▶ [SOURCE RECORDS]
===============

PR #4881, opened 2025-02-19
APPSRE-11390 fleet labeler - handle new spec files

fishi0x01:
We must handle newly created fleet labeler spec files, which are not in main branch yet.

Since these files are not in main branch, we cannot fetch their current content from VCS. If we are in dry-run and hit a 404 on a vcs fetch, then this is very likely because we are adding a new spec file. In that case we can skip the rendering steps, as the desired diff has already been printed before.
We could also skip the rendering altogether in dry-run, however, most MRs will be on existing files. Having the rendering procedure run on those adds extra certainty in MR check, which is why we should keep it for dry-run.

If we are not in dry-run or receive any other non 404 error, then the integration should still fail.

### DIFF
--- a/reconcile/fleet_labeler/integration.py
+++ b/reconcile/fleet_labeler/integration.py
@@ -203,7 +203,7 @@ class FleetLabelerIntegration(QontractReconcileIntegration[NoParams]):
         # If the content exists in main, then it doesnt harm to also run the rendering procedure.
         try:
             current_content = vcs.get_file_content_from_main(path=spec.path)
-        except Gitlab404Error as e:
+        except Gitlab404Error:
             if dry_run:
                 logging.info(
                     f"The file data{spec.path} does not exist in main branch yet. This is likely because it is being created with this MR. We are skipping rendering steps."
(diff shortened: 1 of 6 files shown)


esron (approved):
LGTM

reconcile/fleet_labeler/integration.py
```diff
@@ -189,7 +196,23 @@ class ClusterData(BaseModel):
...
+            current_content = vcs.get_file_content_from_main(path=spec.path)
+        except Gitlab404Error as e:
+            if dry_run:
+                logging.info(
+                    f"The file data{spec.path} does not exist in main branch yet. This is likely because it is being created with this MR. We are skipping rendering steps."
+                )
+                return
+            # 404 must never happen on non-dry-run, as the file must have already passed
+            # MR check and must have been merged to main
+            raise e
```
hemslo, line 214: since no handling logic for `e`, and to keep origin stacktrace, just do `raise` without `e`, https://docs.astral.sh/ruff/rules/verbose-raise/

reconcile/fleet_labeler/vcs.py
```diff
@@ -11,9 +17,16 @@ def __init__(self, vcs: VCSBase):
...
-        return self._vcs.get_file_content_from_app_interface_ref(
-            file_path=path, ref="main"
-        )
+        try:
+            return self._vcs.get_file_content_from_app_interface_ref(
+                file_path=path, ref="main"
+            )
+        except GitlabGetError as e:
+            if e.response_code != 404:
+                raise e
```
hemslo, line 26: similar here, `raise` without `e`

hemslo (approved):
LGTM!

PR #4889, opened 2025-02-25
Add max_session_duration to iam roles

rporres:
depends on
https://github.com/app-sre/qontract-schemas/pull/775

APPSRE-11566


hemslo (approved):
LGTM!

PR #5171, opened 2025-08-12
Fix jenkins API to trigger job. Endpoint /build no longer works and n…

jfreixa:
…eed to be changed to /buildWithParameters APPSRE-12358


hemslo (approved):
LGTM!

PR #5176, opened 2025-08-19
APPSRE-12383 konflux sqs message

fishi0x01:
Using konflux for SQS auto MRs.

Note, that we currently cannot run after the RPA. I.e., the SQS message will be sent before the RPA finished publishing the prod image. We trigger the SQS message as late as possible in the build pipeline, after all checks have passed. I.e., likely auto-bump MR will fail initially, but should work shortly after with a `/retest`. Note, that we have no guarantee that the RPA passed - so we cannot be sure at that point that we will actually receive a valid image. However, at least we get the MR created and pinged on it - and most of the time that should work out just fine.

===============

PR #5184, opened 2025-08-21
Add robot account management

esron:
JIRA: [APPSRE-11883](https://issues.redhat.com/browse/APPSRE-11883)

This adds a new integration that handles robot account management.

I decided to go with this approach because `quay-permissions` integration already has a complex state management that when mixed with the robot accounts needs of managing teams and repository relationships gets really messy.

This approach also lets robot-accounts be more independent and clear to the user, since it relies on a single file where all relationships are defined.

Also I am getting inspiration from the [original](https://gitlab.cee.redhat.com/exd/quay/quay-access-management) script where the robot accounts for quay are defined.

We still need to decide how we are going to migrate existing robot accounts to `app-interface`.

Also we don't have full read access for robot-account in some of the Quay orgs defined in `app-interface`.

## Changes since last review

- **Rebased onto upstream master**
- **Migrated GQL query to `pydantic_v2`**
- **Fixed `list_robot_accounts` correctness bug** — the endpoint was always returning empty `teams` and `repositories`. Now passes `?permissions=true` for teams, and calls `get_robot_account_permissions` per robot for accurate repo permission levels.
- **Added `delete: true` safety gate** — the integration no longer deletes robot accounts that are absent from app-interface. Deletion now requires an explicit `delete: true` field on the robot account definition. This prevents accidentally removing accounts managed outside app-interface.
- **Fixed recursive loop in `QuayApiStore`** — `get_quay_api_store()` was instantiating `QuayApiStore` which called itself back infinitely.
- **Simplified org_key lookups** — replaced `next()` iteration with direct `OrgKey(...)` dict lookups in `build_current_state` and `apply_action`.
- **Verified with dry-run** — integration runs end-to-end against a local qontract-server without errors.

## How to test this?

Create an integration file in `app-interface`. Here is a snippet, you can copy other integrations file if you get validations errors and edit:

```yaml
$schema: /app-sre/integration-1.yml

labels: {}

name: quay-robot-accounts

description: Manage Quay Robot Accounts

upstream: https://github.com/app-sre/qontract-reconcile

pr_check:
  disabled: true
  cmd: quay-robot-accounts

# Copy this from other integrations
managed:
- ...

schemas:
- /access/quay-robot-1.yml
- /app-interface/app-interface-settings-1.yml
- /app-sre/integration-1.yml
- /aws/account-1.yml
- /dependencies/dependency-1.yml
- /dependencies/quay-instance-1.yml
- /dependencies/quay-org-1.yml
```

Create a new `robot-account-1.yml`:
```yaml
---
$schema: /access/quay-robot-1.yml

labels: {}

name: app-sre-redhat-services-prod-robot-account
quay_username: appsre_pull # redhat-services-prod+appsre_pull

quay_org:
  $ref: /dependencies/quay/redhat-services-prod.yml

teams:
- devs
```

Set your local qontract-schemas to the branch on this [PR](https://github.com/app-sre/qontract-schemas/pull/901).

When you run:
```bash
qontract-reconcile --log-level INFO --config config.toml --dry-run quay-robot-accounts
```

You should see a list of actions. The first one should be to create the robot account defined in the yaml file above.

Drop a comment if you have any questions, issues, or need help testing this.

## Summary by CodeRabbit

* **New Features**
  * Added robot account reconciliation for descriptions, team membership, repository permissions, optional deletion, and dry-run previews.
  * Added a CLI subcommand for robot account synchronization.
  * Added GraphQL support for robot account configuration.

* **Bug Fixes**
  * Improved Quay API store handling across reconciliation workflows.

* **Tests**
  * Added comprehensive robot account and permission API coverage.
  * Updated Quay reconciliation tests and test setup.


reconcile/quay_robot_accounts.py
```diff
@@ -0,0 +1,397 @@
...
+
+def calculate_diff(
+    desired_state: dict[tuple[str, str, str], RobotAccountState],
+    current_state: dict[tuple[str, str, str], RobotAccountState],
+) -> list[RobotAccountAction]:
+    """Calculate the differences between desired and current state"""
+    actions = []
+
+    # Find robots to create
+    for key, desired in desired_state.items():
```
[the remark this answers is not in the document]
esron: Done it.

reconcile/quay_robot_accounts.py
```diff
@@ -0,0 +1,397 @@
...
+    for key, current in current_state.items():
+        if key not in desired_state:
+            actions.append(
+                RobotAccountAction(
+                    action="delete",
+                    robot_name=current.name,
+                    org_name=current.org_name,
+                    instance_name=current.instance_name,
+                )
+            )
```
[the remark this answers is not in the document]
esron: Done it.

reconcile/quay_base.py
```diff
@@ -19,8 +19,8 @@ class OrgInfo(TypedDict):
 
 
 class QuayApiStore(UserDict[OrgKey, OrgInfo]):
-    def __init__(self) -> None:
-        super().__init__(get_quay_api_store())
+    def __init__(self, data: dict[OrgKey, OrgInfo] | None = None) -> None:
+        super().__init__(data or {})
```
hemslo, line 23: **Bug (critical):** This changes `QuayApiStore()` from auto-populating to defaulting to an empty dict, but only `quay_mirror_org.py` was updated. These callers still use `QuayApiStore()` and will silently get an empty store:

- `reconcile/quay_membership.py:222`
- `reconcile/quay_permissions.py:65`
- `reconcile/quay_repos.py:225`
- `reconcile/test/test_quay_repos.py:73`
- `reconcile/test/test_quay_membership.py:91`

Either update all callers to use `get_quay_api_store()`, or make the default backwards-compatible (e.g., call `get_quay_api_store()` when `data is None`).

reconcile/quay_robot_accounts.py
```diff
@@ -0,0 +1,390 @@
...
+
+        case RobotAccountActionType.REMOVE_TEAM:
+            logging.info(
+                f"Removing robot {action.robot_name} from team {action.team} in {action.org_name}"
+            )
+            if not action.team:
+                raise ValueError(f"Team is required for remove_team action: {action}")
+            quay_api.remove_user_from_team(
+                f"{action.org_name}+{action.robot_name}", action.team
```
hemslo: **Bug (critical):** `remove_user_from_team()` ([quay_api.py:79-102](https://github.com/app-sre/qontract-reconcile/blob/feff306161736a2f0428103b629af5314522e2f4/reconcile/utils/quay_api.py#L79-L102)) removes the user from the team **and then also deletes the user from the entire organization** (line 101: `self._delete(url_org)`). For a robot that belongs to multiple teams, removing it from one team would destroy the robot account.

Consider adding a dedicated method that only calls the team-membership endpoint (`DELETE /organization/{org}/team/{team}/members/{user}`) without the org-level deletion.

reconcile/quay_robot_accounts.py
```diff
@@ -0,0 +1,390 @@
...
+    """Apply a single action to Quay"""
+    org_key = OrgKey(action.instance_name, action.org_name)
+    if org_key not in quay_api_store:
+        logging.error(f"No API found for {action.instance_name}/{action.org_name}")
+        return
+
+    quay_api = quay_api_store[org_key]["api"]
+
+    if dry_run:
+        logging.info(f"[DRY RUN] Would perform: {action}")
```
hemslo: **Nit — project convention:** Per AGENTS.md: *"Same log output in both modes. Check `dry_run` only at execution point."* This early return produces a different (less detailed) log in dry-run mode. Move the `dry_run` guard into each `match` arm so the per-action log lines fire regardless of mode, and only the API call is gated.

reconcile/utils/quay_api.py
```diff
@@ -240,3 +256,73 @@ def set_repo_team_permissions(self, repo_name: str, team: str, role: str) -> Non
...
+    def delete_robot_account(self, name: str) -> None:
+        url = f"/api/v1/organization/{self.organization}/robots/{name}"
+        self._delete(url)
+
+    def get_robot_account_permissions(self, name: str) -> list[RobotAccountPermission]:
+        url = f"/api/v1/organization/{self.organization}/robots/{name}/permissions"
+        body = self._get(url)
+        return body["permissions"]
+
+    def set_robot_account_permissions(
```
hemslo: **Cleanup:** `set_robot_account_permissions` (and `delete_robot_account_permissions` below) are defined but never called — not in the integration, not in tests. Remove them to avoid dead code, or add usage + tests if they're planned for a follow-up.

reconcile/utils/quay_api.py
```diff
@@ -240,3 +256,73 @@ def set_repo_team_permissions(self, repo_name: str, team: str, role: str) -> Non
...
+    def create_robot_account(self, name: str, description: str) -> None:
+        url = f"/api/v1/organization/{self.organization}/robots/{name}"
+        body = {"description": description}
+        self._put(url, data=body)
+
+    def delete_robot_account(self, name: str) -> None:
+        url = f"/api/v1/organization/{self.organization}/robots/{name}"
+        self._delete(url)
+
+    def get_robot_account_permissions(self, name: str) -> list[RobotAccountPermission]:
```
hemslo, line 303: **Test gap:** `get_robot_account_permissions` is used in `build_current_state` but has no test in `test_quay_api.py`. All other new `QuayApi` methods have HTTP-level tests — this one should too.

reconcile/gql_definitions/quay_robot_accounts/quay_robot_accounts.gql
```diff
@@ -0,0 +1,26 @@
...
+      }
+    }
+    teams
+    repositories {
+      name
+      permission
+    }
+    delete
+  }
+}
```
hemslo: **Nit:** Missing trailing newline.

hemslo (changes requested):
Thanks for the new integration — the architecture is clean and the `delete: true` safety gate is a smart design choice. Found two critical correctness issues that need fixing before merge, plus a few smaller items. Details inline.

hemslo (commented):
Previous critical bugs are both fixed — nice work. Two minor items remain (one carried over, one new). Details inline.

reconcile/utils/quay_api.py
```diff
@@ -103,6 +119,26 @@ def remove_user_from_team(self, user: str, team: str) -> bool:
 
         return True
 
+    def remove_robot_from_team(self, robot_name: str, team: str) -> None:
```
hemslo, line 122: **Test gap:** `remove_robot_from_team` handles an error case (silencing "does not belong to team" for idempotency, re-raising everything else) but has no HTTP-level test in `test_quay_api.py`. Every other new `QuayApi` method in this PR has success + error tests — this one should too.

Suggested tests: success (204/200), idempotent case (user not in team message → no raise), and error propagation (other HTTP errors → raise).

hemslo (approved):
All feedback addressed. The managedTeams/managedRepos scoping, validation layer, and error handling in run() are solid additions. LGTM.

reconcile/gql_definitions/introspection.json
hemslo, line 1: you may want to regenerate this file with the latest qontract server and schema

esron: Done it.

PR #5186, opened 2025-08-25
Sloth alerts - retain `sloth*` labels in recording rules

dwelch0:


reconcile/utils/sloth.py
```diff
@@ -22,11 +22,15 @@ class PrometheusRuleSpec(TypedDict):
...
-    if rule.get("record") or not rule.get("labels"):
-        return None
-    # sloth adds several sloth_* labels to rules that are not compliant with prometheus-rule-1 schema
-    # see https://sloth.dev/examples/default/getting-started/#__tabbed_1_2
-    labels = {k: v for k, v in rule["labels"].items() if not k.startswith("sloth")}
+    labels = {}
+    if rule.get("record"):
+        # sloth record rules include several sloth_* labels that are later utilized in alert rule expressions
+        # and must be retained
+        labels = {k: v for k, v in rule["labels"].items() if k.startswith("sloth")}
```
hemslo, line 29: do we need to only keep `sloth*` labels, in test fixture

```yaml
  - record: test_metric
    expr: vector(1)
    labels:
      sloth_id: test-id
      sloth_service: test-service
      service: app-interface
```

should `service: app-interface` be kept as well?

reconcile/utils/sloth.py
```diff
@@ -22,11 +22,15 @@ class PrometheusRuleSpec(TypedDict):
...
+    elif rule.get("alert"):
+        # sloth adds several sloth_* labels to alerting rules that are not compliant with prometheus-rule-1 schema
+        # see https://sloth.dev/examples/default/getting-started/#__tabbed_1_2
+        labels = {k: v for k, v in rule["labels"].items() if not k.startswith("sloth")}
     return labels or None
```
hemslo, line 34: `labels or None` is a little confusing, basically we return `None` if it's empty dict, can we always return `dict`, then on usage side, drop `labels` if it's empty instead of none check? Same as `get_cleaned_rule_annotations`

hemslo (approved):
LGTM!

===============

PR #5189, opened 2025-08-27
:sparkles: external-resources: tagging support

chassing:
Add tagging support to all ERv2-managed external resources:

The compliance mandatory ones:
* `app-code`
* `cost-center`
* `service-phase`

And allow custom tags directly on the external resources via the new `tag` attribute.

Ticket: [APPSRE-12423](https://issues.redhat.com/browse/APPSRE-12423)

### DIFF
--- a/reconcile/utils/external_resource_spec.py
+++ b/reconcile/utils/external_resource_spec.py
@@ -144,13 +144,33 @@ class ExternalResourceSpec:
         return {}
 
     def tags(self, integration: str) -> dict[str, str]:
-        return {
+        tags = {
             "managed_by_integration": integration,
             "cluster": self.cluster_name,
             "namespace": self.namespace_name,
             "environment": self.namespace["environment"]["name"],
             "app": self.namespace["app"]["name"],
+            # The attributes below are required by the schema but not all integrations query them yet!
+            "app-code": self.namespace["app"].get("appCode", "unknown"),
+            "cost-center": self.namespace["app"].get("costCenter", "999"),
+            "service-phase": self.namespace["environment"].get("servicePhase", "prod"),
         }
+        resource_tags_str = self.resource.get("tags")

===============

▶ [PROBLEM DESCRIPTION] If a line in the records above has the word "logging", copy it out.

▶ [ANSWER TO THIS TASK]
                 logging.info(
+                logging.info(
+            logging.info(
+        logging.error(f"No API found for {action.instance_name}/{action.org_name}")
+        logging.info(f"[DRY RUN] Would perform: {action}")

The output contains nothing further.